## Task item:
Counting every line in the entries below where the word "approved" occurs, report how many there are. Give only that number.

## Data:
Issue #6537, opened 2023-09-27
Incremental strict null checks adoption: Slice 4


grahamlangford:
### Find Candidates Result:
[Private Zenhub Image](https://api.zenhub.com/attachedFiles/eyJfcmFpbHMiOnsibWVzc2FnZSI6IkJBaHBBb3JnIiwiZXhwIjpudWxsLCJwdXIiOiJibG9iX2lkIn19--9c0f3b7a61d5ddf9466a5eb11ba750f89fa3cd10/image.png)

### Tasks
- Add the following files to `src/tsconfig.strictNullChecks.json`
  - [x] `./errors/networkErrorHelpers.ts`
  - [x] `./utils/schemaUtils.ts`
  - [ ] `./bricks/transformers/tourStep/overlay.ts`
  - [ ] `./icons/list.ts`
  - [ ] `./utils/detectRandomString.ts`
- [ ] Run `npm run build:strictNullChecks` to get list of errors
- [ ] Fix errors
- From `pixiebrix/strict-null-check-migration-tools`:
  - [ ] Run `npm run find-candidates -- <your_project_path>/src/tsconfig.strictNullChecks.json`
- [ ] Create Slice 5 issue from top five issues in `find-candidates` output (top of Backlog on DX Board)

fregante:
The first two are covered by #6525, I'll look for 2 more files before starting

fregante:
By the way after this issue I think it might be easier to open issues with this content:

```md
1. From [pixiebrix/strict-null-check-migration-tools](https://github.com/pixiebrix/strict-null-check-migration-tools):
	- Run `npm run find-candidates -- <your_project_path>/src/tsconfig.strictNullChecks.json`
2. Add the first 5 files to `src/tsconfig.strictNullChecks.json`
	- Exclude the messenger, see #6526 
3. Run `npm run watch:strictNullChecks`
4. Fix every error (exclude files that cause more than 20 errors)
```

So whoever runs the migration tool can just look at the file list and work on it, rather than seeing duplicates, problematic files here

PR #6550, opened 2023-09-30
#6537: Incremental strict null checks adoption: Slice 4 

fregante:
## What does this PR do?

- Closes https://github.com/pixiebrix/pixiebrix-extension/issues/6537
- I added some files because the first 2 were already covered and some other just fell in with few changes

## Checklist


src/bricks/transformers/ephemeralForm/modalUtils.tsx
```diff
@@ -38,6 +39,13 @@ export function showModal({
           },
           { once: true }
         );
+
+        // This doesn't work below the modal, because the Shadow Root extends
+        dialog.addEventListener("click", () => {
+          // Normally you'd check for event.target = dialog. But given the shadow root, the target ends up being
+          // somewhere on the page, not the dialog itself
+          onOutsideClick?.();
+        });
```
fregante, line 51: This was just moved higher

src/bricks/transformers/tourStep/overlay.ts
```diff
@@ -207,6 +207,8 @@ export function addOverlay(
 
   return () => {
     $svg.remove();
-    cancelAnimationFrame(rafId);
+    if (rafId) {
+      cancelAnimationFrame(rafId);
+    }
```
fregante, line 212: This is one of those cases where #115 causes some annoyance. Instead of lengthy explanation, I just added some unnecessary code

src/icons/getSvgIcon.ts
```diff
@@ -49,5 +49,5 @@ export default async function getSvgIcon({
       height: size,
       fill: color,
     })
-    .get(0).outerHTML;
+    .get(0)!.outerHTML;
```
fregante, line 52:
```suggestion
		// We just created an element, it can't be missing. `!` is fine
    .get(0)!.outerHTML;
```

src/icons/list.ts
```diff
@@ -24,7 +24,7 @@ type RequireContext = __WebpackModuleApi.RequireContext;
 function getIconMap(resolve: RequireContext): Map<string, string> {
   const icons = new Map<string, string>();
   for (const url of resolve.keys()) {
-    const iconName = url.split("/").pop().replace(".svg", "");
+    const iconName = url.split("/").pop()!.replace(".svg", "");
```
fregante, line 27:
```suggestion
		// `.split()` will always create an array with at least one item, so `!` is justified
    const iconName = url.split("/").pop()!.replace(".svg", "");
```

src/pageScript/messenger/pigeon.ts
```diff
@@ -51,33 +67,24 @@ export function createSendScriptMessage<TReturn = unknown, TPayload = unknown>(
...
-          // Clean up callbacks
-          fulfillmentCallbacks.delete(id);
-          rejectionCallbacks.delete(id);
-
-          // Only getting called with "result" or "error"
-          // eslint-disable-next-line security/detect-object-injection
-          callback(event.detail[prop]);
-        }
+    document.addEventListener(type, (event: Event) => {
+      assertCustomEvent(type, event);
```
fregante, line 71: Best seen without whitespace changes. I only changed these two lines

src/permissions/patterns.ts
```diff
@@ -29,8 +29,7 @@ export const SITES_PATTERN = "*://*/*";
  */
 export function getDomain(url: string): string {
   const urlClass = new URL(url);
-  const { domain } = parse(urlClass.hostname) as ParsedDomain;
-  return domain;
+  return psl.get(urlClass.hostname)!;
```
fregante, line 32:
```suggestion
	// The URL is already validated by `new URL` so the domain can't be empty
  return psl.get(urlClass.hostname)!;
```

I also simplified this code by using their own `.hostname` helper

src/store/enterprise/managedStorage.ts
```diff
@@ -27,9 +27,9 @@ const MAX_MANAGED_STORAGE_WAIT_MILLIS = 2000;
  * The managedStorageState, or undefined if it hasn't been initialized yet.
  */
 let managedStorageState: ManagedStorageState | undefined;
-const listeners: Array<(state: ManagedStorageState) => void> = [];
+const listeners = new Set<(state: ManagedStorageState) => void>();
```
fregante, line 30: We should prefer Sets wherever possible, especially because removing items from an array is awkward (see below)

src/vendors/randomStringDetection/detector.ts
```diff
@@ -176,7 +173,7 @@ export default function detectRandomString(
     // @ts-expect-error It's a vendored file, we don't need this to be exact
     tab = [...new Set(tab)];
 
-    var tmpregex = makeRegex(tab);
+    var tmpregex = makeRegex(tab!);
```
fregante, line 176: Vendored file, no biggie

fregante (commented):
I'm leaving some comments that I will merge in the code itself, so that they can be used when this is enabled:

- https://github.com/pixiebrix/eslint-config-pixiebrix/issues/115

src/bricks/transformers/tourStep/overlay.ts
grahamlangford: I don't think you linked the issue you meant to link here.

grahamlangford (approved):

src/bricks/transformers/tourStep/overlay.ts
fregante: Oh, right number, wrong repo 😅 

https://github.com/pixiebrix/eslint-config-pixiebrix/issues/115

PR #6579, opened 2023-10-01
#4964: Permanently move JQ out of sandbox

### LINKED ISSUE #4964: Browser Extension crashes when passing large data to jq (1.7.16-beta.8)

fregante:
## What does this PR do?

JQ hasn't been run in the sandbox since https://github.com/pixiebrix/pixiebrix-extension/pull/4972. On Slack, Todd and I figured that maybe JQ doesn't actually need to run in the sandbox even in MV3, so I'm moving it out permanently.

I think this comment was the reason why it was added to the sandbox in the first place:

- https://github.com/pixiebrix/pixiebrix-extension/issues/105#issuecomment-1083084156

## Related

- Closes #4964
- Partially reverts https://github.com/pixiebrix/pixiebrix-extension/pull/4701

## Checklist


src/utils/jq.ts
```diff
@@ -0,0 +1,32 @@
...
+ */
+
+import { type JsonValue } from "type-fest";
+
+export type ApplyJqPayload = {
+  input: JsonValue;
+  filter: string;
+};
+
+export async function applyJq(payload: ApplyJqPayload) {
```
twschiller, line 25: I think we can just move this back into the jq.ts brick module because that's the only place it's called now

twschiller (approved):
@fregante thanks - see comment about consolidating into the jq.ts file: https://github.com/pixiebrix/pixiebrix-extension/pull/6579/files#r1342959845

## Task response:
2